Read also: After 10 years of war, Krasnohorivka in new danger as Russia advances in the east

Ukrainian military denies Russia gained foothold in Robotyne

Russian forces did not manage to gain a foothold in the front-line village of Robotyne in Zaporizhzhia Oblast, Ukraine's Southern Forces said on April 10, denying earlier claims by a regional official.

The village of Robotyne, which lies some 15 kilometers (nine miles) south of Orikhiv and 70 kilometers (43.5 miles) southeast of Zaporizhzhia, was liberated by Ukraine during its counteroffensive in the summer of 2023 and has been on the front line since.

Recent weeks saw an escalation of hostilities in the sector, with the Ukrainian military saying that the situation was "in flux" but not critical.

Serhii Lyshenko, a member of the Zaporizhzhia oblast council, said on air on Espresso TV on April 9 that Russian forces managed to break into Robotyne and that fighting continued within the village itself. The Ukrainian Telegram monitoring channel DeepState also claimed that Russian troops gained a foothold in the settlement.

"In the area held by the 65th Mechanized Brigade, which defends Robotyne, there are indeed regular clashes with enemy sabotage groups," the military reported on Telegram.

Russian units reportedly entered the village and tried to gain a foothold there "but had no success," the Southern Forces stressed.

"Our forces repel enemy attacks with artillery on the approach toward Robotyne, and soldiers of the 65th Brigade and adjacent units destroy scattered enemy groups with drones and mortars," the statement read.

"Today, the settlement is held by Ukrainian defense forces."

Robotyne sits by the main road toward Russian-occupied Tokmak and further to occupied Melitopol, one of the key logistic hubs for Russian forces in southern Ukraine.

Moscow has been intensifying offensive operations along the front in the past months as Ukraine faces ammunition shortages, compounded by the delays in U.S. aid.

Read also: Zelensky: If Trump’s plan to stop war is to give up our territory, then it is primitive

UK government, BAE Systems sign agreements to repair equipment in Ukraine

The British government and BAE Systems, the U.K.'s largest arms company, announced on April 10 that they had signed agreements to support Ukraine's defense industry.

Ukraine aims to further invest in domestic arms production amid growing uncertainty about the supply of weapons from partners abroad.

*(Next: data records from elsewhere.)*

PR #402, opened 2021-09-21
Expand the FrameElementDelegate interface

seanpdoyle:
Expand the `FrameElementDelegate` to extend from both
`FormInterceptorDelegate` and `LinkInterceptorDelegate`.

After that change, replace conditionals in the `FrameRedirector` with
calls to the `FrameElement` instance's delegate when one is found.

The U.K. government signed an agreement with the Ukrainian government to encourage defense industry cooperation and support joint projects between British and Ukrainian companies.

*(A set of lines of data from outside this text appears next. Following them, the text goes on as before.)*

PR #403, opened 2021-09-21
Target must be in the document.body to be the event emitter

dhh:
It's possible for this not to be true if the target element has been removed from the dom between when a form submission was made and the response is processed. This can happen as a race condition when the same turbo stream removal is triggered by both websocket and server response.

### DIFF
--- a/src/util.ts
+++ b/src/util.ts
@@ -4,9 +4,9 @@ export function dispatch(eventName: string, { target, cancelable, detail }: Part
   const event = new CustomEvent(eventName, { cancelable, bubbles: true, detail })
 
   if (target && document.body.contains(target as Element)) {
-    void target.dispatchEvent(event);
+    target.dispatchEvent(event);
   } else {
-    void document.documentElement.dispatchEvent(event);
+    document.documentElement.dispatchEvent(event);
   }
 
   return event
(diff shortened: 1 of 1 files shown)


src/util.ts
```diff
@@ -2,7 +2,13 @@ export type DispatchOptions = { target: EventTarget, cancelable: boolean, detail
 
 export function dispatch(eventName: string, { target, cancelable, detail }: Partial<DispatchOptions> = {}) {
   const event = new CustomEvent(eventName, { cancelable, bubbles: true, detail })
-  void (target || document.documentElement).dispatchEvent(event)
+
+  if (target && document.body.contains(target as Element)) {
```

The signing took place in Kyiv during the U.K's largest-ever trade mission to Ukraine. A delegation of 29 British defense companies was present at the signing, together with representatives from 70 Ukrainian defense companies.

During the trade mission, BAE Systems signed an agreement with the U.K. government for the maintenance, repair, and overhaul services in Ukraine of the L119 light gun, a 105 mm howitzer.

The agreement provides a framework for other BAE-produced weapons to be repaired and maintained in Ukraine, Gabby Costigan, BAE Systems' group managing director for business development, told reporters in Kyiv.

As well as the L119, the Ukrainian Armed Forces currently use 17 different types of weapons and equipment made by BAE Systems, such as Challenger tanks and Bradley armored vehicles.